PROBLEM TO WORK ON - Your answer needs to include each line of the records in which the string "warnings" can be found.

PROVIDED RECORDS -
PR #1395, opened 2023-08-08
Enable feature(doc_auto_cfg)

### LINKED ISSUE #1393: See if `feature(doc_auto_cfg)` works to avoid repeating feature gates
At the moment we do a lot of:

```
#[cfg_attr(docsrs, doc(cfg(feature = "secret_extraction")))]
pub enum ...
```

The repetition of feature gates (once for real, once for docs) is a bit annoying, and I would guess some are missing/wrong. It seems `doc_auto_cfg` is meant to avoid this.

If it does work, then let's enable it and delete all the manual `doc(cfg())` business.

ctz:
This removes duplicated manual feature gates for documentation and leaves it to `cargo doc` to derive the same information from the actual feature gates.

I didn't find any gaps in the auto-generated features and what we had before, but now things like `rustls::cipher_suite::TLS_ECDHE_*` are correctly marked tls12-only.

fixes #1393

### DIFF
--- a/rustls/src/client/client_conn.rs
+++ b/rustls/src/client/client_conn.rs
@@ -172,7 +172,6 @@ pub struct ClientConfig<C: CryptoProvider> {
     /// Allows traffic secrets to be extracted after the handshake,
     /// e.g. for kTLS setup.
     #[cfg(feature = "secret_extraction")]
-    #[cfg_attr(docsrs, doc(cfg(feature = "secret_extraction")))]
     pub enable_secret_extraction: bool,
 
     /// Whether to send data on the first flight ("early data") in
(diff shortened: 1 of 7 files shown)


ctz:
(i think we should do this in the webpki crate too)

cpu (commented):
This isn't from your diff, but I noticed while validating the change locally that we have a rustdoc warning:

```
warning: unresolved link to `ConfigBuilder::with_custom_certificate_verifier`
  --> rustls/src/builder.rs:71:10
   |
71 | ///  - [`ConfigBuilder::with_custom_certificate_verifier`] - requires dangerous_configuration feature flag
   |          ^^^^^^^^^^^^^^^^^^^^^^^^^^^^^^^^^^^^^^^^^^^^^^^ the struct `ConfigBuilder` has no field or associated item named `with_custom_certificate_verifier`
   |
   = note: `#[warn(rustdoc::broken_intra_doc_links)]` on by default
```

Would you be open to fixing that in this branch? (also might be worth a CI tweak to fail closed on warnings.)

djc (approved):

cpu:
> Ah, so we do have -Dwarnings (deny warnings) on the cargo doc job, but also that uses --all-features

Oooh, that makes sense.

ctz:
Have raised rust-lang/rust#114626 to discuss that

TASK ANSWER -
Would you be open to fixing that in this branch? (also might be worth a CI tweak to fail closed on warnings.)
> Ah, so we do have -Dwarnings (deny warnings) on the cargo doc job, but also that uses --all-features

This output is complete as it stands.